Tracking the chemical life histories of spruce resin-beeswax mixtures through degradation experiments using reflectance-mode FTIR

Within residue analysis, experimental degradation studies provide a critical bridge between pristine, modern-day reference materials and the altered residues encountered archaeologically. Here we report on outcomes of a three-year burial experiment involving spruce resin-beeswax adhesives recovered from cave, loess, sandy, forested, and surface contexts. Reflectance-mode Fourier transform infrared spectroscopy (FTIR) was used to document chemical trajectories across nine specimens using pristine reference materials as baselines. Results show that signals from beeswax are generally resilient, while those from spruce resin are more unstable and frequently weakened or replaced by carboxylate bands. These observations are compatible with progressive hydrolysis and the formation of metal carboxylates, or soap salts. Carbonate and hydroxyl bands further reflect environment-associated inputs, though patterns are inconsistent within depositional categories, potentially reflecting micro-environmental heterogeneity. A pilot principal component analysis (PCA) provides exploratory visualization of environment-associated patterning under specific pre-processing strategies but is sensitive to data treatment, underscoring the risk of potential overfitting given the scope of available data.

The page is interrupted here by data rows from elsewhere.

PR #3622, opened 2016-01-27
LayerPanel: cancel forceUpdate when LayerGroup will unmount.

shaoshing:
If you create a document and close it immediately, it will raise an error complaining `this.forceUpdate` not allowed on a unmounted instance. This PR fixes the error by cancelling the timer callback when the instance is unmounted.

### DIFF
--- a/src/js/jsx/sections/layers/LayerGroup.jsx
+++ b/src/js/jsx/sections/layers/LayerGroup.jsx
@@ -41,15 +41,20 @@ define(function (require, exports, module) {
 
         /**
          * This is used by the root LayerGroup to control whether or not its child LayerGroups 
-         * should render their collapsed layers. At initial rendering, `renderCollapsedLayers` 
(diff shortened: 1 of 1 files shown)


iwehrman:
I have an additional suggestion: instead of using `setTimeout` with an arbitrary 2-second timeout, what about using `requestIdleCallback` instead? That can be canceled similarly, and won't run unless the browser is idle. https://developer.mozilla.org/en-US/docs/Web/API/Window/requestIdleCallback

What do you think?

shaoshing:
@iwehrman I actually tried the `requestIdleCallback` but have to give up the idea because it fires right away and slow down the load time.

iwehrman:
OK. If you can think of any other way to get rid of this arbitrary timeout, I would really like to get rid of it. The reason is that 2s might work well on your computer, but it might be bad on a much slower or much faster computer. 

In any case, this small change looks good!

PR #3623, opened 2016-01-27
Grunt: better notification for WebPack and LESS

shaoshing:
**needs `npm install`**

Show notification for LESS task. It will show both successful and error message.
screen shot 2016-01-27 at 1 56 35 pm
screen shot 2016-01-27 at 1 57 20 pm

* Show timestamp in the WebPack's successful build message. This would be easier to know when the latest build is done if you make changes constantly.
screen shot 2016-01-27 at 1 56 21 pm


volfied:
Why not.

PR #3629, opened 2016-01-27
Scan and load actions and stores using webpack contexts

volfied:
Instead of using index.js files for stores and actions, this change uses [Webpack contexts](https://github.com/webpack/docs/wiki/context) to scan the two folders at compile time and dynamically bundle files.

This has the added benefit of not having to maintain index.js files for our actions and stores.

One change that had to happen to achieve this was change action name strings like `toolSuperselectType` to `tool.superselect.type` where it's a dot separated path of the file.


src/js/fluxcontroller.js
```diff
@@ -34,14 +34,53 @@ define(function (require, exports, module) {
...
+     * Automatically loads all js files in ./actions folder
+     * replacing their paths with dot separated keys
+     *
+     * @param {function} requireContext require.context call of Webpack pointing to the actions folder
+     *
+     * @return {function()} when called, returns all action modules loaded
+     */
+    var requireActions = function (requireContext) {
+        return requireContext.keys().reduce(function (actionMap, actionKey) {
+            var actionId = actionKey.substring(2, actionKey.indexOf(".js")).replace(/\//gi, ".");
```
shaoshing: Can you add example values of the `actionKey` and `actionId` as comment? I think it is easier to understand the purpose of the string transformation with an example.

src/js/fluxcontroller.js
```diff
@@ -34,14 +34,53 @@ define(function (require, exports, module) {
...
+     * @return {function()} when called, will initialize all stores
+     */
+    var requireStores = function (requireContext) {
+        return requireContext.keys().reduce(function (storeMap, storeKey) {
+            var storeId = storeKey.substring(2, storeKey.indexOf(".js")),
+                Store = requireContext(storeKey);
+
+            storeMap[storeId] = new Store();
+            return storeMap;
+        }.bind(this), {});
```
shaoshing: Looks like `this` is not necessary here?

src/js/fluxcontroller.js
```diff
@@ -34,14 +34,53 @@ define(function (require, exports, module) {
...
+    };
+
+    /**
+     * Raw (unsynchronized) action modules indiced by dot separated path as IDs
+     *
+     * @type {objects}
+     */
+    var actionIndex = requireActions(require.context("./actions", true, /^\.\/.*\.js$/));
```
shaoshing: What do you think about moving the context creation code into the `requireActions` function?

shaoshing:
Hey @volfied that's a very nice use of the WebPack's context feature! I just have a few questions, otherwise, everything looks excellent. Back to you.

src/js/fluxcontroller.js
```diff
@@ -34,14 +34,53 @@ define(function (require, exports, module) {
...
+
+            storeMap[storeId] = new Store();
+            return storeMap;
+        }.bind(this), {});
+    };
+
+    /**
+     * Raw (unsynchronized) action modules indiced by dot separated path as IDs
+     *
+     * @type {objects}
```
iwehrman: That isn't a valid type expression.

src/js/fluxcontroller.js
```diff
@@ -34,14 +34,53 @@ define(function (require, exports, module) {
...
+            return actionMap;
+        }, {});
+    };
+
+    /**
+     * Automatically loads all js files in ./stores folder
+     *
+     * @param {function} requireContext require.context call of Webpack pointing to stores folder
+     *
+     * @return {function()} when called, will initialize all stores
```
iwehrman: I'm not sure whether `function` or `function()` is the correct type expression, but in any case it doesn't seem like this returns a function.

src/js/fluxcontroller.js
```diff
@@ -34,14 +34,53 @@ define(function (require, exports, module) {
...
         performance = require("./util/performance"),
         log = require("./util/log");
 
     /**
+     * Automatically loads all js files in ./actions folder
+     * replacing their paths with dot separated keys
+     *
+     * @param {function} requireContext require.context call of Webpack pointing to the actions folder
+     *
+     * @return {function()} when called, returns all action modules loaded
```
iwehrman: This also does not seem to return a function.

volfied:
@iwehrman and @shaoshing thank you for your reviews. I've cleaned up the code and am actually using contexts a bit smarter and integrated to flux controller now.

Please re-review.

src/js/fluxcontroller.js
```diff
@@ -958,6 +967,23 @@ define(function (require, exports, module) {
     };
 
     /**
+     * Given a webpack context of stores, returns all Flux initialized stores
+     *
+     * @param {object} context all the store files in a context
+     *
+     * @return {object} An object of initialized stores
```
iwehrman: It would be nice to provide stronger type annotations here. In particular, when objects are used as maps they can and should be annotated like `Object.<T1, T2>` (note the capital O).

volfied:
@iwehrman right back at ya.

iwehrman:
LGTM.

PR #18, opened 2020-12-03
Cleanup code

Bob620:
Hello!

I saw you using various things such as `==` rather than `===` which is a bad thing generally in modern JS.

I also found several spots you were setting variables inside if statements which can be very confusing because it is possible its unintentional. These should be set before the if statement and then checked, preferably.

Largest thing was the `LiveTL/js/background.js`, here I changed it from chained if statements to a switch statement. Though I put a comment because the last if statement was setting the `request.type` variable and I didnt know if that was intentional. May also be a good idea to include a default to the switch.


KentoNishi:
Looks great, thanks for the contribution! Will keep in mind for future updates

Collectively, these findings illustrate how FTIR can detect both preserved and transformed adhesive signatures, while also emphasizing the need for non-deterministic interpretive frameworks that account for taphonomic variability. The approach and caveats outlined here aim to strengthen the methodological foundation for residue analysis in archaeology by demonstrating how experimental degradation datasets can refine spectral interpretation of archaeological adhesives.